Work task – The reply has to contain each record exactly as written.

Exercise data –
-=-=-=-=-

PR #628, opened 2019-02-09
Disable performance counters

TheMagnetar:
- Disables performance counters. 
- In Speaking function:
  - Average time lowered from 282.63 to 194.7 uS
  - Median time lowered from 161.00 to 147 uS

### DIFF
--- a/addons/sys_core/XEH_preInit.sqf
+++ b/addons/sys_core/XEH_preInit.sqf
@@ -95,9 +95,13 @@ acre_player = player;
 GVAR(coreCache) = HASH_CREATE;
 
 acre_sys_io_ioEventFnc = {
-    BEGIN_COUNTER(ioEventFunction);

-=-=-=-=-

Output of the exercise –
PR #628, opened 2019-02-09
Disable performance counters

TheMagnetar:
- Disables performance counters. 
- In Speaking function:
  - Average time lowered from 282.63 to 194.7 uS
  - Median time lowered from 161.00 to 147 uS

### DIFF
--- a/addons/sys_core/XEH_preInit.sqf
+++ b/addons/sys_core/XEH_preInit.sqf
@@ -95,9 +95,13 @@ acre_player = player;
 GVAR(coreCache) = HASH_CREATE;
 
 acre_sys_io_ioEventFnc = {
-    BEGIN_COUNTER(ioEventFunction);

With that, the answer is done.